Best State to Form a US LLC as a Non-Resident (2026)
Wyoming, Delaware, New Mexico, or somewhere else? A practical breakdown of where non-residents should form a US LLC in 2026 — and the factors that actually matter.
If you are a non-resident forming a US LLC, the first question is almost always: which state? The honest answer is that for most non-resident founders the state matters far less than the internet makes it sound — but a few real differences are worth understanding before you file.
What actually matters when choosing a state
Because a US LLC owned by a non-resident with no US physical presence or employees usually has no state-level income tax exposure in the formation state, the decision often comes down to cost, privacy, annual maintenance, and how easily you can open banking and payment accounts.
- Formation and annual fees — these vary widely by state
- Privacy — whether your name appears on the public record
- Annual reports and franchise taxes — ongoing admin and cost
- Reputation with banks and payment processors
- Whether you have any real nexus (an office, staff, or inventory) in a specific state
Wyoming: the default for most solo founders
Wyoming is the most common pick for bootstrapped and solo non-resident founders. It has low formation and annual fees, no state income tax, strong privacy (members are not listed publicly), and a simple annual report. For a typical online business — agency, SaaS, e-commerce, consulting — Wyoming is hard to beat on cost and simplicity.
Delaware: built for raising venture capital
Delaware is the standard for startups that plan to raise from US venture investors. Its Court of Chancery and well-developed corporate law are what investors expect. If you are forming an LLC for a lifestyle or cash-flow business, Delaware's higher franchise tax and added complexity usually are not worth it. If you are on a venture track, it often is — and you may want a C-Corp rather than an LLC.
New Mexico and other low-cost options
New Mexico is sometimes used for its low cost and no annual report requirement. It can work for very simple setups, but banks and processors are most comfortable with Wyoming and Delaware, so the small savings can cost you elsewhere. As a rule, optimize for smooth banking over saving a few dollars on filing fees.
The mistake to avoid
The most expensive mistake is not the state you choose — it is treating formation as the finish line. An LLC with no EIN, no bank account, and no Form 5472 plan is not operational. Choose a state that makes banking and compliance easy, then move straight into EIN, banking, and payment setup.
So which should you pick?
For most non-resident founders running an online business: Wyoming. If you are raising venture capital from US investors: Delaware, likely as a C-Corp. Either way, the state is a small decision inside a larger setup — the parts that actually stall founders are the EIN, banking, and ongoing filings.
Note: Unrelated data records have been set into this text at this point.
PR #4175, opened 2026-01-29
[IRN-6372] [BpkBottomSheet] - aria title read on Android TalkBack

steviehailey-skyscanner:

- [ ] Component `README.md`
- [ ] Tests
- [ ] Accessibility tests

### DIFF
--- a/packages/bpk-component-bottom-sheet/src/BpkBottomSheet.tsx
+++ b/packages/bpk-component-bottom-sheet/src/BpkBottomSheet.tsx
@@ -24,6 +24,7 @@ import BpkCloseButton from '../../bpk-component-close-button';
 import BpkLink from '../../bpk-component-link';
 import BpkNavigationBar from '../../bpk-component-navigation-bar';
 import { TEXT_STYLES } from '../../bpk-component-text/src/BpkText';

This article is general information, not legal or tax advice. Your situation may create nexus or filing obligations that change the answer — review your specifics with a properly licensed professional.
Frequently asked questions
Do non-residents pay state income tax on a US LLC?
A US LLC owned by a non-resident with no US presence, staff, or inventory typically has no state income tax in the formation state. Federal obligations and Form 5472 still apply. Always confirm your specifics with a licensed advisor.
Is Wyoming or Delaware better for a solo founder?
For a bootstrapped solo founder running an online business, Wyoming is usually better on cost, privacy, and simplicity. Delaware mainly makes sense if you plan to raise from US venture investors.
Can I change my LLC's state later?
Yes — you can redomesticate or dissolve and re-form, but it adds cost and admin. It is cheaper to choose well up front, which is why banking-friendliness matters more than tiny fee differences.